[Data in this exercise]

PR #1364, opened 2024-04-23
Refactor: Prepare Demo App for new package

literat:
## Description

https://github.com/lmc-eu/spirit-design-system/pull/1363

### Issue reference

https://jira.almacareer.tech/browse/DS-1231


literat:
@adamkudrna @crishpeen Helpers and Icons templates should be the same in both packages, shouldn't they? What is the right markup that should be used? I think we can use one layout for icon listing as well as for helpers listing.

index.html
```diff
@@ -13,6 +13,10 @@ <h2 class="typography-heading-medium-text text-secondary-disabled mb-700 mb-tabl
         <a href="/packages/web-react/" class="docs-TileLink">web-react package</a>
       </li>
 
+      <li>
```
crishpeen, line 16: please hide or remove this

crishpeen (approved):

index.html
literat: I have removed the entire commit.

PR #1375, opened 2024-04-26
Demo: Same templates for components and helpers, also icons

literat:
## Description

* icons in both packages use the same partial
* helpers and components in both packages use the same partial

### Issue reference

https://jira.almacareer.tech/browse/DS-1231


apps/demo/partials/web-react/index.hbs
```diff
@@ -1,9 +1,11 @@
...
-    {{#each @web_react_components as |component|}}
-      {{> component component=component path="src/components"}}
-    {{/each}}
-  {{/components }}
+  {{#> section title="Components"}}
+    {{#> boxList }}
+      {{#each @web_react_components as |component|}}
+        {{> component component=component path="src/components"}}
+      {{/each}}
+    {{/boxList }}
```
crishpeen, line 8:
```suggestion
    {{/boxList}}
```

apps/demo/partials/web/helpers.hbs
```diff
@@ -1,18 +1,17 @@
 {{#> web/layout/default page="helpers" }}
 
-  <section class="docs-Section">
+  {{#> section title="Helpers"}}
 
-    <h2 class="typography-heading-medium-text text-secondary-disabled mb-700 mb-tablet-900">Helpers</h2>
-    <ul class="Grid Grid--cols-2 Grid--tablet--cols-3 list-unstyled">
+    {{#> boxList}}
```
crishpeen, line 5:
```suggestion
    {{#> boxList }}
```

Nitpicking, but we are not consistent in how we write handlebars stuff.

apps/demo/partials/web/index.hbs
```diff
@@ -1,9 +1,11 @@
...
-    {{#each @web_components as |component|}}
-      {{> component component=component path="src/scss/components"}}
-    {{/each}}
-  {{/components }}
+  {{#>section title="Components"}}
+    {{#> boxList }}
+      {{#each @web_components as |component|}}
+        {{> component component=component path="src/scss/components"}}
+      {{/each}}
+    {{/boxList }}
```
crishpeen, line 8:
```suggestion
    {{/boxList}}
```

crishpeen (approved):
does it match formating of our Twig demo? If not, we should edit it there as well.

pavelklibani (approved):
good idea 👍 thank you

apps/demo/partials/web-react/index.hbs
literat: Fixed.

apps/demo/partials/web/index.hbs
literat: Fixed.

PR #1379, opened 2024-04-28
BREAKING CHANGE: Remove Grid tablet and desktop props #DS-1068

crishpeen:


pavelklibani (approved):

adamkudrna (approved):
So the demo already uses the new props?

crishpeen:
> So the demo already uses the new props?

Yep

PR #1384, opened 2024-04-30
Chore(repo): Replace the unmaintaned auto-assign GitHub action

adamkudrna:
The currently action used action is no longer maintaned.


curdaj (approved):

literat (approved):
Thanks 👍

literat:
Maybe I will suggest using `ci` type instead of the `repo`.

[/Data in this exercise]
[Data in this exercise]

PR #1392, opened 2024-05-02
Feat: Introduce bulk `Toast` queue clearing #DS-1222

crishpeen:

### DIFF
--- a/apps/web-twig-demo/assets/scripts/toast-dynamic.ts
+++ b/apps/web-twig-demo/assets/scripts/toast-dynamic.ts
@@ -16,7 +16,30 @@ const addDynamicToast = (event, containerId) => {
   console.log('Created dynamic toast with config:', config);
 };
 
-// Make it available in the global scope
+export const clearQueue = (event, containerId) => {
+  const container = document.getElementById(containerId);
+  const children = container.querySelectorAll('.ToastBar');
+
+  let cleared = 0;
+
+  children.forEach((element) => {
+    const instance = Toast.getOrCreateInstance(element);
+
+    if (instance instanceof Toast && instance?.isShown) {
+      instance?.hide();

[/Data in this exercise]

- _Work required_
Copy every line that contains "templates" from the listing above.

- _Written solution_
@adamkudrna @crishpeen Helpers and Icons templates should be the same in both packages, shouldn't they? What is the right markup that should be used? I think we can use one layout for icon listing as well as for helpers listing.
Demo: Same templates for components and helpers, also icons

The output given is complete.